- [Source data]
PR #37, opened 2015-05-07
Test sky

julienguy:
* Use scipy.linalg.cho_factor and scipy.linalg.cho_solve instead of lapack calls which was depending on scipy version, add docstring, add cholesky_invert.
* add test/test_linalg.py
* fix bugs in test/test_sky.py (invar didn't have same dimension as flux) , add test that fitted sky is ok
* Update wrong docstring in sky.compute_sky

---

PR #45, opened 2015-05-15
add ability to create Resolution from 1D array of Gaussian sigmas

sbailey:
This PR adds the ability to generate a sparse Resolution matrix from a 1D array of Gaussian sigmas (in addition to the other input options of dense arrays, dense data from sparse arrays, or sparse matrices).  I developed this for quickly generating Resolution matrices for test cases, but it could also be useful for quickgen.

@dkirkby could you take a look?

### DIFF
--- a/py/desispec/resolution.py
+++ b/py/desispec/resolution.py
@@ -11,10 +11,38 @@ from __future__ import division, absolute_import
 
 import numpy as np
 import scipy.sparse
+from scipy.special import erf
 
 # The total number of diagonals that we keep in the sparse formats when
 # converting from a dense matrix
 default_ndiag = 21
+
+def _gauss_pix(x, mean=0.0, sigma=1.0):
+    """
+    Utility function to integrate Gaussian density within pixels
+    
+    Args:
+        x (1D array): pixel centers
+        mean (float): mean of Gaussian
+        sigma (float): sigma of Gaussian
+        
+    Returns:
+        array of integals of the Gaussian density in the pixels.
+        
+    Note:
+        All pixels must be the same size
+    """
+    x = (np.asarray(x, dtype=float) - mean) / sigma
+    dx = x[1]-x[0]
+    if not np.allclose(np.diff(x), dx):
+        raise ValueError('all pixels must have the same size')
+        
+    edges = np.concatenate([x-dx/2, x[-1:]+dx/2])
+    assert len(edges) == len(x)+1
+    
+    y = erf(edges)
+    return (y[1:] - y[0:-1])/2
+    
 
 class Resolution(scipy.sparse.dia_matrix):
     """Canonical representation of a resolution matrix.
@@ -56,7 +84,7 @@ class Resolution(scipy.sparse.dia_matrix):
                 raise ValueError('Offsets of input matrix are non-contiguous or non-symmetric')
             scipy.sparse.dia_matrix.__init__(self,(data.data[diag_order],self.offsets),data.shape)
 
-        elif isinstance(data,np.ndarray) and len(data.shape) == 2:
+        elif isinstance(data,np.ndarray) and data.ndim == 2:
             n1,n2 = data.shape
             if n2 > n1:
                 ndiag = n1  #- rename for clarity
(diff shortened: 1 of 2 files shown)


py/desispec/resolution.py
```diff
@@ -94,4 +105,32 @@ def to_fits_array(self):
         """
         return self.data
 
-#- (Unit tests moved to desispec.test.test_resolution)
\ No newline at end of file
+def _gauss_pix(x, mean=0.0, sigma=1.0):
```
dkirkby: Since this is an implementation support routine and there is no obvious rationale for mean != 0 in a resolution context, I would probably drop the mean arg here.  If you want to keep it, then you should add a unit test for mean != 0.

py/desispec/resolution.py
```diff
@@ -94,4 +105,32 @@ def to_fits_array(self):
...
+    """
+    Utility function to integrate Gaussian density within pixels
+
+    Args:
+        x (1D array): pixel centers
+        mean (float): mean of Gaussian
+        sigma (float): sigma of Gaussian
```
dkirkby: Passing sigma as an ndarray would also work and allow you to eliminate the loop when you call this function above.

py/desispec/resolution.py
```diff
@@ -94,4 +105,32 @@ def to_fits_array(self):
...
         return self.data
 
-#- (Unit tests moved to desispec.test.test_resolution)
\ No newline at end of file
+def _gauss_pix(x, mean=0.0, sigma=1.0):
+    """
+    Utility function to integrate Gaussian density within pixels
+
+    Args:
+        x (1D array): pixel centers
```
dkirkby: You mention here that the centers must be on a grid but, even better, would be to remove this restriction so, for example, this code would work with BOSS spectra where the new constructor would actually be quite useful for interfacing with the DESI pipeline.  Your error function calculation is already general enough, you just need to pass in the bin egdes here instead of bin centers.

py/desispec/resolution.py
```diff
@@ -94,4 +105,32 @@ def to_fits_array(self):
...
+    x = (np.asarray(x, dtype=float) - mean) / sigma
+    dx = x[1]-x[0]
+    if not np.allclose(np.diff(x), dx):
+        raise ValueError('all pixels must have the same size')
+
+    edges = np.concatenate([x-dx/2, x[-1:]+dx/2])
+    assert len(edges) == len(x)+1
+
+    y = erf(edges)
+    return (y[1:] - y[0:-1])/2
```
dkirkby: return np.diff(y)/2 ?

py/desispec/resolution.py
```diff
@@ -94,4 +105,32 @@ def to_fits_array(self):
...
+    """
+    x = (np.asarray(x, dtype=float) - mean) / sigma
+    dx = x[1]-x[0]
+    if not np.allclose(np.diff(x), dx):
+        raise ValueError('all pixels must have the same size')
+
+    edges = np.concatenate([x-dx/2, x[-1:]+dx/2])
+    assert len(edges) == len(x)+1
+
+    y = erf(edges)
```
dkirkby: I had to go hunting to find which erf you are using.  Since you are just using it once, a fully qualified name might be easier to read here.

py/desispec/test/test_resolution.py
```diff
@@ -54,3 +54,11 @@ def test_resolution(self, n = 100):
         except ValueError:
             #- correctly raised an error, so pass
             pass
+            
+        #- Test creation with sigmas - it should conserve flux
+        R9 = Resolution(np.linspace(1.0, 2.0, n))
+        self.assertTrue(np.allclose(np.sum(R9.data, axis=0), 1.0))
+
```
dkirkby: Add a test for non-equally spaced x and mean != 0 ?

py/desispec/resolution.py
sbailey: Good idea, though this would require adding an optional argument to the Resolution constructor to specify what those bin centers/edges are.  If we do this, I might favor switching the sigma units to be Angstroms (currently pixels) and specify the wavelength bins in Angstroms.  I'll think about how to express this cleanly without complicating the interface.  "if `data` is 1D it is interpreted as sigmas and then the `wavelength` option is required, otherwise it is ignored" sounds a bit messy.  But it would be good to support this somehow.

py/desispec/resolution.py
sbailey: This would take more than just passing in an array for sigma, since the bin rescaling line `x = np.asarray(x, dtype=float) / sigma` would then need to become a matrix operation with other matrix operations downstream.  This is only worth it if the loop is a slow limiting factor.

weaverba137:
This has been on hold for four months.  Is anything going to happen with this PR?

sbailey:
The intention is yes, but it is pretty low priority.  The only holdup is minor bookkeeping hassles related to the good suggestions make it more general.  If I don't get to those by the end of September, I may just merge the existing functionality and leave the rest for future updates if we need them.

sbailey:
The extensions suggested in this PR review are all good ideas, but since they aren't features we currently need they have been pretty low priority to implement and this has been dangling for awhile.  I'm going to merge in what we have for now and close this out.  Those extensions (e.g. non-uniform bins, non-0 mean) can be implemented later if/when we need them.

- [Task item] In the records above, find each line that mentions the string "pretty", then copy it.

- [Answer]
The intention is yes, but it is pretty low priority.  The only holdup is minor bookkeeping hassles related to the good suggestions make it more general.  If I don't get to those by the end of September, I may just merge the existing functionality and leave the rest for future updates if we need them.
The extensions suggested in this PR review are all good ideas, but since they aren't features we currently need they have been pretty low priority to implement and this has been dangling for awhile.  I'm going to merge in what we have for now and close this out.  Those extensions (e.g. non-uniform bins, non-0 mean) can be implemented later if/when we need them.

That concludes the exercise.